Con la recentissima sentenza n. 2274 del 23 gennaio 2024, la Suprema Corte di Cassazione ha statuito che è legittima l’intimazione da parte del datore di lavoro di un secondo licenziamento in pendenza di un giudizio avente ad oggetto un precedente recesso fondato su motivi diversi, sebbene la seconda sanzione espulsiva sia destinata a non produrre effetti ove il primo licenziamento venga dichiarato legittimo con sentenza passata in giudicato.

Il caso di specie

Un dipendente, in pendenza di un giudizio inerente ad un primo licenziamento, impugnava giudizialmente il secondo licenziamento disciplinare irrogatogli dal datore di lavoro.

Il giudizio afferente tale secondo licenziamento veniva definito nell’ambito della c.d. fase sommaria del Rito Fornero con l’annullamento del licenziamento in quanto solo uno dei fatti addebitati era stato provato.

L’ordinanza della fase sommaria veniva opposta sia dal dipendente sia dal datore di lavoro.

I due giudizi della fase di opposizione non venivano riuniti e si concludevano con due separate sentenze, dichiarative entrambe dell’inefficacia sopravvenuta del secondo licenziamento: ciò in quanto, nelle more di tale giudizio, vi era stato, in primo grado, l’accertamento giudiziale della legittimità del primo licenziamento e, successivamente, la Corte d’Appello, sempre con riferimento al primo licenziamento, aveva dichiarato inammissibile il ricorso promosso dal lavoratore.

Le due sentenze emesse nell’ambito della fase di opposizione afferente al secondo licenziamento venivano appellate sia dal datore di lavoro sia dal lavoratore.

La Corte d’Appello – a seguito dell’intricata vicenda processuale sopra riassunta – dichiarava inefficace il secondo licenziamento e ciò a fronte di una sentenza, seppur non definitiva, che aveva affermato la legittimità del primo.

Avverso tale pronuncia resa dalla Corte d’Appello ricorreva in cassazione il datore di lavoro.
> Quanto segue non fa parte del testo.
Issue #496, opened 2024-07-11
apply ruff


phi-friday:
**Is your feature request related to a problem? Please describe.**
For now, the quality of the code in this library is up to the contributors.
This has resulted in each piece of code having an inconsistent style, 
sometimes resulting in performance-impacting patterns.

Several libraries have been developed to fix this problem,
and I've seen some of them being used in CI.(`pydocstyle`)

**Describe the solution you'd like**
There are so many libraries to fix this problem that it was difficult to decide on a specific one.
However, since the release of `ruff`, many major libraries have decided to use it.
(`pandas`, `matplotlib`, `scipy`, `sklearn`, ...)

This is because it implies many rules that are supported by other libraries,
(`black`, `isort`, `pydocstyle`, `flake`, ...)
and it works the fastest.

It's also not hard to use.
Just write your code as before, and run `ruff format bayes_opt && ruff check bayes_opt`.
If you use `pre-commit`, it's even simpler.

It can be a little difficult to set up the `ruff` rules you want to use, while maintaining existing code style.
However, if you spend a little time on the initial setup, it's simple from there.

**References or alternative approaches**
If this feature was described in literature, please add references here. Additionally, feel free to add descriptions of any alternative solutions or features you've considered.

**Additional context**
https://github.com/astral-sh/ruff
[playground](https://play.ruff.rs/)

**Are you able and willing to implement this feature yourself and open a pull request?**
- [X] Yes, I can provide this feature.

PR #497, opened 2024-07-11
Feat apply ruff

phi-friday:
apply ruff example
related: #496


bayes_opt/acquisition.py
```diff
@@ -1,35 +1,35 @@
...
 from sklearn.gaussian_process import GaussianProcessRegressor
-from typing import Callable, List, Union, Tuple
-from copy import deepcopy
-from numbers import Number
+
+from .constraint import ConstraintModel
+from .target_space import TargetSpace
+
 
 class ConstraintNotSupportedError(Exception):
```
till-m, line 22: FYI I'll be moving these to `util.py` in #498.

bayes_opt/__init__.py
```diff
@@ -1,13 +1,16 @@
 """Pure Python implementation of bayesian global optimization with gaussian processes."""
-from .bayesian_optimization import BayesianOptimization, Events
-from .domain_reduction import SequentialDomainReductionTransformer 
-from .logger import ScreenLogger, JSONLogger
-from .constraint import ConstraintModel
-from . import acquisition
+
+from __future__ import annotations
```
till-m, line 3: I've had a look and it seems that this import is only needed when annotating with some not-yet-defined type. Is this necessary here?

bayes_opt/acquisition.py
```diff
@@ -53,7 +53,7 @@ def __init__(self, random_state=None):
     @abc.abstractmethod
     def base_acq(self, *args, **kwargs):
         """Provide access to the base acquisition function."""
-        pass # pragma: no cover
+        # pragma: no cover
```
till-m, line 56: is excluding this line from coverage still necessary considering there's no actual statement made here?

bayes_opt/acquisition.py
```diff
@@ -263,15 +274,14 @@ def _l_bfgs_b_minimize(self, acq: Callable, bounds: np.ndarray, n_x_seeds:int=10
...
             min_acq = np.inf
-            x_min = np.array([np.nan]*bounds.shape[0])
+            x_min = np.array([np.nan] * bounds.shape[0])
 
         # Clip output to make sure it lies within the bounds. Due to floating
         # point technicalities this is not always the case.
         return np.clip(x_min, bounds[:, 0], bounds[:, 1]), min_acq
 
-    def _update_params(self) -> None:
+    def _update_params(self) -> None:  # noqa: B027
```
till-m, line 283: I'm not sure the way I tried to handle this case is correct. I want this function to
- a priori do nothing
- exist, so that I can call it during `.suggest`
- do something for specific functions (e.g. UBC)

bayes_opt/acquisition.py
```diff
@@ -299,17 +309,21 @@ class UpperConfidenceBound(AcquisitionFunction):
...
 
-    def __init__(self, kappa=2.576, exploration_decay=None, exploration_decay_delay=None, random_state=None) -> None:
-        super().__init__(random_state=random_state)
-        assert kappa >= 0, "kappa must be greater than or equal to 0."
+    def __init__(
+        self, kappa=2.576, exploration_decay=None, exploration_decay_delay=None, random_state=None
+    ) -> None:
+        if kappa < 0:
+            error_msg = "kappa must be greater than or equal to 0."
+            raise ValueError(error_msg)
```
till-m, line 317: It's good that you caught this case -- could you please also add a test case to cover it?

bayes_opt/constraint.py
```diff
@@ -48,13 +53,7 @@ def __init__(self, fun, lb, ub, random_state=None):
...
             raise ValueError(msg)
 
-        basis = lambda: GaussianProcessRegressor(
-            kernel=Matern(nu=2.5),
-            alpha=1e-6,
-            normalize_y=True,
-            n_restarts_optimizer=5,
-            random_state=random_state,
-        )
+        basis = partial(_create_gaussian_process_regressor, random_state=random_state)
```
till-m, line 56: Is this considered a better style compared to using `lambda`? It seems that this obscures to some degree what's happening.

bayes_opt/constraint.py
```diff
@@ -77,7 +76,7 @@ def eval(self, **kwargs: dict):
 
         Parameters
         ----------
-        \*\*kwargs :
+        **kwargs : any
```
till-m, line 79: I remember using the backslashes here because otherwise the docs would not render the double asterisks correctly -- something to keep in mind and to check.

bayes_opt/domain_reduction.py
```diff
@@ -45,24 +47,26 @@ class SequentialDomainReductionTransformer(DomainTransformer):
...
+        the same value is used for all parameters.
     """
 
     def __init__(
         self,
         gamma_osc: float = 0.7,
         gamma_pan: float = 1.0,
         eta: float = 0.9,
-        minimum_window: Optional[Union[List[float], float, Dict[str, float]]] = 0.0
+        minimum_window: list[float] | float | dict[str, float] | None = 0.0,
```
till-m, line 59: This could also be a `np.ndarray`, I think

bayes_opt/logger.py
```diff
@@ -155,18 +154,16 @@ def _step(self, instance, colour=_colour_regular_message):
         A stringified, formatted version of the most recent optimization step.
         """
         res = instance.res[-1]
-        cells = []
+        cells: list[str | None] = [None, None, None, None]
```
till-m, line 157: Maybe a tuple would be a more appropriate data structure here?

bayes_opt/observer.py
```diff
@@ -29,20 +35,19 @@ def _update_tracker(self, event, instance):
...
-            if (self._previous_max is None
-                    or current_max["target"] > self._previous_max):
+            if self._previous_max is None or current_max["target"] > self._previous_max:
                 self._previous_max = current_max["target"]
                 self._previous_max_params = current_max["params"]
 
     def _time_metrics(self):
         """Return time passed since last call."""
-        now = datetime.now()
+        now = datetime.now(_UTC)
```
till-m, line 50: I'm not sure I'm reading this correctly -- you're setting `now` to the UTC time? I think that's fine if we just use timedelta (i.e. never explicitly print the time) but otherwise we should probably use the timezone of the user's system.

bayes_opt/util.py
```diff
@@ -21,13 +25,13 @@ def load_logs(optimizer, logs):
...
     The optimizer with the state loaded.
-    
+
     """
     if isinstance(logs, str):
         logs = [logs]
 
     for log in logs:
-        with open(log, "r") as j:
+        with open(log) as j:  # noqa: PTH123
```
till-m, line 34: Would also be fine with using Pathlib here.

till-m (commented):
Hi @phi-friday,

thanks for this PR! I think it would really improve this codebase. I would merge #498 before merging this, but I think reviews here might still take some time.
I've commented on some things that I noticed. These are not necessarily requests to change things, it assume there's generally a solid reason for you handling things the way you do that I might not have seen.

Consider this sort of a preliminary review, I would like to have a look again once you feel the PR is ready.

Finally, if there are no objections from you or any other contributors, I might ask a coworker with some more SE experience to additionally review this PR. I don't think my background here is sufficient to provide solid feedback.

bayes_opt/__init__.py
phi-friday: Not necessary.
Automatically generated based on the `ruff` rule. 
You can change the `ruff` rule if you wish, or exclude it from the file.

bayes_opt/acquisition.py
phi-friday: After adding the rule to remove `pass`, I forgot to add a comment. I'll fix it.

bayes_opt/acquisition.py
phi-friday: Initially, I decorated it with `abstractmethod`.
But in the notebook file, I saw that there was an object that inherited from this class.

I switched to public methods and tried to define them in the notebook file, 
but public methods need document.

It was difficult to write a precise description of this method, 
so I decided to ignore the `B027` rule for now. 

In my opinion, it would be better to define it as an abstract method.

bayes_opt/acquisition.py
phi-friday: This is the code i added by removing `assert` from the existing code.
I'll add the test code soon.

bayes_opt/constraint.py
phi-friday: The use of `lambda` in `python` is not recommended except in some case. 
I have modified the code above to add the `ruff` rule accordingly.

If this code is obscure, there are two ways to go about it.
1. ignore the `ruff` rule in your existing code
2. change `lambda` to `def`

bayes_opt/constraint.py
phi-friday: I found that a backslashe was causing problems with `D417` and fixed it.
But now that I think about it, `pydocstyle` was fine.
It could be an issue with `ruff`.

I'll try to find another way.

bayes_opt/domain_reduction.py
phi-friday: Fixed some `type hints` that were being written while applying the `ruff` rule.
If you want to add `ndarray`, I'll add it.

bayes_opt/logger.py
phi-friday: I prefer `tuple`. But since `tuple` is immutable, I used `list`.

If I were to change to `tuple`, it would require a lot of changes in the underlying logic.

bayes_opt/observer.py
phi-friday: The `ruff` convention requires to specify `tzinfo`
when using the `.now()` method, so I applied `UTC`.

I decided on `UTC` because getting the exact local timezone is a bit tricky.
(although it would be simple to add other library).
I'll remove the rule from this part.

bayes_opt/util.py
phi-friday: I'll fix it soon.

bayes_opt/constraint.py
phi-friday: Changed `.eval()` to ignore `D417`.

bayes_opt/acquisition.py
phi-friday: I thought about it again.
it would be better to switch to public method(not abstract method) and add docs.
(The reason for switching to a public method is that 
the user needs to know that they can override the method.)

Users can override this method if they want.
In any case, it seems to be the best way to make sure that it runs normally.

till-m: Hi @phi-friday,

I also thought about it again.
I would suggest a different approach: Delete this function from the abstract base class, and retain it only for UBC/PoI/EI. Make it a public method. Call the function in the `.suggest` method for these 3, after the `super().suggest`. I think that's a clean solution -- what do you think?

till-m:
Could you ping me when you feel this is ready for a review?

bayes_opt/acquisition.py
phi-friday: If the user is responsible for using `_update_params` (will be renamed),
that seems best.

phi-friday:
> Could you ping me when you feel this is ready for a review?

@till-m 
Until the new `ruff` version is released, there's nothing else I'd like to modify.
I'm ready.

bayes_opt/acquisition.py
till-m: I've handled this in #498, [link](https://github.com/bayesian-optimization/BayesianOptimization/pull/498/commits/f31311601a6cee42c26219bc31b5ffe4331f3ceb).

phi-friday: > I've handled this in #498, [link](https://github.com/bayesian-optimization/BayesianOptimization/pull/498/commits/f31311601a6cee42c26219bc31b5ffe4331f3ceb).

method names are also clearer than before, which I think is a good thing. 
I'll rebase and push again when #498  is merged.

tests/test_notebooks_run.py
```diff
@@ -2,30 +2,34 @@
...
-        ep = ExecutePreprocessor(timeout=600, kernel_name='python3')
-        ep.preprocess(nb, {'metadata': {'path': Path(notebook_loc).parent}})
-    except Exception as e:
-        raise Exception(f'failed to run notebook {notebook_loc}')
-    print(f'success!')
+        ep = ExecutePreprocessor(timeout=600, kernel_name="python3")
+        ep.preprocess(nb, {"metadata": {"path": Path(notebook_loc).parent}})
+    except Exception as exc:
+        error_msg = f"failed to run notebook {notebook_loc}"
+        raise Exception(error_msg) from exc  # noqa: TRY002 # FIXME
```
till-m, line 24: Could be a `RuntimeError`, if you prefer. The point here is to just make sure the tests fail.

bayes_opt/acquisition.py
```diff
@@ -1,18 +1,25 @@
...
-from typing import Callable, List, Union, Tuple
-from copy import deepcopy
-from numbers import Number
-from .util import ConstraintNotSupportedError, NoValidPointRegisteredError, TargetSpaceEmptyError
+
+from bayes_opt.target_space import TargetSpace
+from bayes_opt.util import ConstraintNotSupportedError, NoValidPointRegisteredError, TargetSpaceEmptyError
+
+if TYPE_CHECKING:
+    from bayes_opt.constraint import ConstraintModel
```
till-m, line 22: Why is this condition necessary?

pyproject.toml
```diff
@@ -40,3 +41,10 @@ myst-parser = "^3.0.1"
 [build-system]
 requires = ["poetry-core"]
 build-backend = "poetry.core.masonry.api"
+
+[tool.coverage.report]
+exclude_lines = [
+    "pragma: no cover",
+    "if TYPE_CHECKING:",
+    "raise NotImplementedError",
```
till-m, line 49: If the `DomainTransformer` were an `abc.ABC` (which it probably should be), then we wouldn't need to exclude `NotImplementedError` anymore, correct? Or is this a standard line to include?

scripts/check.sh
```diff
@@ -0,0 +1,5 @@
+#!/usr/bin/env sh
+set -ex
+
+poetry run ruff format --check bayes_opt tests
+poetry run ruff check bayes_opt tests
```
till-m, line 5: What exactly is the purpose of the scripts? How do you envision the workflow to be?

till-m (commented):
Looks good to me, generally. I added some comments to clarify things.

till-m:
@Panaetius Ralf, I would appreciate your feedback on this PR, if you have the time. No need to focus too much on the code (which should be functionally the same), the high-level things are what's important.

tests/test_notebooks_run.py
phi-friday: In my opinion, this `try... except` doesn't mean much.
It seems better to pass `notebook` as a parameter (using `pytest.mark.parametrize`).

bayes_opt/acquisition.py
phi-friday: This is because it is not used during runtime.
By importing it under the `TYPE_CHECKING` condition,
we can avoid circular reference errors that might occur in the future.

I haven't checked, but it is probably not necessary.

pyproject.toml
phi-friday: I forgot, I'll fix it soon.

scripts/check.sh
phi-friday: Although `pre-commit` is useful,
there are many times when I want to use commands directly before committing.
This is a simple script for those times.

If it works as intended,
This script should guarantee the same result as `pre-commit`.

pyproject.toml
phi-friday: I forgot.
https://github.com/bayesian-optimization/BayesianOptimization/blob/d305c1b6584432841a60120cf45e5a2f1b68bef0/bayes_opt/domain_reduction.py#L25
https://github.com/bayesian-optimization/BayesianOptimization/blob/d305c1b6584432841a60120cf45e5a2f1b68bef0/bayes_opt/domain_reduction.py#L29
These two places seem to be areas that are not tested and don't need to be tested.
But if `"raise NotImplementedError",` is removed, it will be reflected in the code coverage.

Should I leave them in, or comment `pragma: no cover`?

till-m: I think the move here would be to convert the `DomainTransformer` into an `abc.ABC` and use `@abstractmethod` here.  If you want, you can do that in this PR, otherwise we can leave things as-is.

phi-friday: > I think the move here would be to convert the `DomainTransformer` into an `abc.ABC` and use `@abstractmethod` here. If you want, you can do that in this PR, otherwise we can leave things as-is.

I'll fix it soon.

phi-friday: > > I think the move here would be to convert the `DomainTransformer` into an `abc.ABC` and use `@abstractmethod` here. If you want, you can do that in this PR, otherwise we can leave things as-is.
> 
> I'll fix it soon.

By the way, I have a slight problem with the code coverage (2 lines), is this okay?

스크린샷 2024-07-17 오후 11 47 18

tests/test_notebooks_run.py
phi-friday: > In my opinion, this `try... except` doesn't mean much. It seems better to pass `notebook` as a parameter (using `pytest.mark.parametrize`).

@till-m 
Should I fix it in this pr?

bayes_opt/logger.py
Panaetius: you could do 
```
num_cells = 4
cells: list[str|None] = [None] * num_cells
```
(or just `[None] * 4`)

scripts/check.sh
Panaetius: if it's just that, you can do `pre-commit run` to run it manually

bayes_opt/logger.py
phi-friday: > you could do
> 
> ```
> num_cells = 4
> cells: list[str|None] = [None] * num_cells
> ```
> 
> (or just `[None] * 4`)

Is `[None] * 4` more efficient than `[None, None, None, None]`?
If it is more efficient, then it is correct to modify it.

scripts/check.sh
phi-friday: > if it's just that, you can do `pre-commit run` to run it manually

That's right, that's what I usually do.
`poetry run pre-commit run --all-files --show-diff-on-failure`

But sometimes, when there are non-commit related modifications, 
`pre-commit` shows logs that are not needed.
And it seemed tricky to control.

pyproject.toml
till-m: I would handle this similar to the case of the acquisition function: Considering that the methods now have the @abstractmethod decorator you don't need to raise these Errors anyways. See [here](https://github.com/bayesian-optimization/BayesianOptimization/blob/bc9af23981cb22b98344424b5c2544b741b74938/bayes_opt/acquisition.py#L37) for comparison.

tests/test_notebooks_run.py
till-m: Yes, please!

pyproject.toml
phi-friday: > I would handle this similar to the case of the acquisition function: Considering that the methods now have the @AbstractMethod decorator you don't need to raise these Errors anyways. See [here](https://github.com/bayesian-optimization/BayesianOptimization/blob/bc9af23981cb22b98344424b5c2544b741b74938/bayes_opt/acquisition.py#L37) for comparison.

removing it from the code itself, I understand.



> If you don't need a base class with functionality, you can also use [protocols](https://docs.python.org/3/library/typing.html#typing.Protocol) in which case you don't need the NotImplementedError's

What do you think of the suggestion to use `Protocol` instead of `ABC`?

bayes_opt/logger.py
Panaetius: I don't think it's more efficient, if it's performance critical code, leave it as is.
Just a bit less repetition and more flexible if there ever could be different numbers of cells

pyproject.toml
till-m: I would prefer the ABC solution, because I'd rather not add another pattern to the code. I understand that the situation here is distinct from `acquisition.AcquisitionFunction` (because this one is literally nothing but a template) but I think with how small this codebase is they're not distinct enough to differentiate imo.

scripts/check.sh
till-m: Is there a reason why you did not similarly add a script to excute tests & calculate coverage, e.g. `poetry run pytest --cov-report xml --cov=bayes_opt/`?

till-m (approved):
I think the codecov bot is not working correctly and coverage is not being updated?

In any case, I think this PR looks good, insofar as I am able to judge it.

I would wait a bit more to see if anyone else wants to give a review, but then I would merge this soon.

scripts/check.sh
phi-friday: > Is there a reason why you did not similarly add a script to excute tests & calculate coverage, e.g. `poetry run pytest --cov-report xml --cov=bayes_opt/`?

I didn't add the script because the test took a long time.(>60s)

I wanted the scripts to be small enough that anyone could just run them whenever they wanted and see what happened.

till-m:
Thanks for your contribution!

PR #505, opened 2024-07-25
Fix apply enum

phi-friday:
When I looked at where `Events` is used, I realized that it would be better to inherit from `Enum`.

### DIFF
--- a/bayes_opt/event.py
+++ b/bayes_opt/event.py
@@ -2,12 +2,24 @@
 
 from __future__ import annotations
 
-from enum import Enum
+import sys
+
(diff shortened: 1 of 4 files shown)


till-m:
Hey @phi-friday,

You're right that enums should be used, but the current Logger setup has deeper issues beyond that. The `ScreenLogger`, `JSONLogger`, etc., aren't working well for several reasons. I’d prefer a full overhaul, moving away from the observer pattern entirely, so from my perspective this PR isn’t worth merging as a quick fix.

phi-friday:
i agree.

PR #2, opened 2019-10-24
Feature/interface

nairod2000:
The interface between vision and flight.


vision/classes/classes.py
```diff
@@ -0,0 +1,33 @@
...
+    rects.append(rect4)
+    rects.append(rect5)
+
+# information needs to be accessible/ function where generator gets called
+
+
+class Environment:
+
+    def __init__(self, rect):
+        self.rect = rect
```
coledie: Looks like this should not be here.

vision/interface.py
```diff
@@ -0,0 +1,51 @@
...
+    rect1 = Rectangle(4, ",")
+    rect2 = Rectangle(8, ",")
+    rect3 = Rectangle(2, ",")
+    rect4 = Rectangle(6, ",")
+    rect5 = Rectangle(7, ",")
+    rects.append(rect1)
+    rects.append(rect2)
+    rects.append(rect3)
+    rects.append(rect4)
+    rects.append(rect5)
```
coledie:
```suggestion
    rects = [
        Rectangle(4, ","),
        Rectangle(8, ","),
        Rectangle(2, ","),
        Rectangle(6, ","),
        Rectangle(7, ","),
        ]
```

vision/interface.py
```diff
@@ -0,0 +1,51 @@
...
+# information needs to be accessible/ function where generator gets called
+
+
+class Environment:
+
+    def __init__(self):
+        self.rects = []
+
+    def __iter__(self):
+        self.length = len(self.rects)
```
coledie: unused

vision/interface.py
```diff
@@ -0,0 +1,51 @@
...
+                i += 1
+            except ZeroDivisionError:
+                yield None
+
+    def update(self, rects):
+        self.rects = rects
+
+env = Environment()
+for i in env:
+    print(i)
```
coledie: Wrap in if __name__ == '__main__': for import protection.

vision/interface.py
```diff
@@ -0,0 +1,51 @@
...
+
+# information needs to be accessible/ function where generator gets called
+
+
+class Environment:
+
+    def __init__(self):
+        self.rects = []
+
+    def __iter__(self):
```
coledie: Lets add some documentation here.
"""
Function description.

Returns
--------
Rectangle at ..... if values in self.rects else None.
"""

vision/interface.py
```diff
@@ -0,0 +1,51 @@
...
+    rects.append(rect1)
+    rects.append(rect2)
+    rects.append(rect3)
+    rects.append(rect4)
+    rects.append(rect5)
+
+# information needs to be accessible/ function where generator gets called
+
+
+class Environment:
```
coledie: Add a class docstring
"""
Use case
"""

vision/interface.py
```diff
@@ -0,0 +1,51 @@
+#rectangle object
```
coledie: You also need an official unit tests in vision/unit_tests that follows the description given in vision/README.md.

You should give the Environment object a bunch of data normal and some that you think could break it - ensure it works as it should.

coledie: Make sure you include a test where the length of env.rects changes during iteration.

-- also storing self.length is unnecessary because this info is already stored by the interpreter and is just referenced when calling len(). Replace i %= self.length with i %= len(self.rects) and delete other occurrences of self.length.
https://stackoverflow.com/questions/2399835/in-python-what-does-lenlist-do#2399932

vision/interface.py
```diff
@@ -0,0 +1,48 @@
...
+
+
+if __name__ == '__main__':
+    rects = [
+        Rectangle(4, ","),
+        Rectangle(8, ","),
+        Rectangle(2, ","),
+        Rectangle(6, ","),
+        Rectangle(7, ",")
+    ]
```
coledie: Lets combine this with the other if __name__ == '__main__' at the bottom.

vision/interface.py
```diff
@@ -0,0 +1,48 @@
+
+from util import Rectangle
+
+
+"""The Environment class will manage the other objects in the environment"""
```
coledie: This docstring belongs right under the definition of Env
```
class Environment:
    """The Environment class will manage the other objects in the environment"""
```

vision/interface.py
```diff
@@ -0,0 +1,48 @@
+
```
coledie: Docstring here
```
"""
Like this
"""
```

vision/interface.py
```diff
@@ -0,0 +1,48 @@
...
+    ]
+
+
+class Environment:
+
+    #list of rectangles in environment
+    def __init__(self):
+        self.rects = []
+
+    #iterator of the rects list
```
coledie: Documentation belongs under the definition of the function.
```
def __iter__(self):
    """
    Iterator .....
    
    Yields
    ------
    ....
    """
```

vision/interface.py
```diff
@@ -0,0 +1,48 @@
...
+        while True:
+            try:
+                i %= len(self.rects)
+                yield self.rects[i]
+                i += 1
+            except ZeroDivisionError:
+                yield None
+
+    #updates rects list
+    def update(self, rects):
```
coledie: Needs same documentation as __iter__.

vision/rectangle.py
```diff
@@ -0,0 +1,7 @@
+class Rectangle:
```
coledie: Module docstring at top. Class docstring right under definition -- describe parameters of init there too.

Il ricorso in Cassazione e la decisione assunta dalla Corte

Nelle more del procedimento in cassazione afferente al secondo licenziamento, la Suprema Corte si pronunciava altresì in merito al primo recesso, confermando la legittimità dello stesso.

Con la pronuncia in commento, gli Ermellini hanno quindi rilevato, preliminarmente, la perdita di interesse da parte del datore di lavoro ad insistere per l’annullamento della pronuncia dichiarativa dell’inefficacia del secondo licenziamento, perché tale inefficacia era da ritenersi ora conclamata per il maturare del menzionato giudicato.

Solo al fine di pronunciarsi in merito alle spese processuali, la Suprema Corte accoglieva il ricorso promosso dal datore di lavoro sulla scorta dei seguenti motivi.

In primo luogo, la Corte ha statuito che, in tema di rapporto di lavoro subordinato, il datore di lavoro, qualora abbia già intimato al dipendente il licenziamento, possa legittimamente intimargli un secondo recesso, fondato su una diversa causa o motivo, essendo quest’ultimo del tutto autonomo e distinto rispetto al primo.

Secondo i Giudici di Legittimità, entrambi gli atti di recesso sono in sé astrattamente idonei a raggiungere lo scopo, dovendosi ritenere il secondo licenziamento produttivo di effetti solo nel caso in cui venga riconosciuto invalido o inefficace il precedente con sentenza passata in giudicato.

Da ciò consegue che la Corte d’Appello avrebbe dovuto pronunciarsi sulla legittimità o meno del secondo licenziamento e ciò in quanto il giudizio relativo al primo licenziamento non si era – all’epoca – ancora concluso con una sentenza passata in giudicato.

La Suprema Corte, accogliendo il ricorso promosso dal datore di lavoro, ha conseguentemente condannato il dipendente al pagamento delle spese legali del procedimento.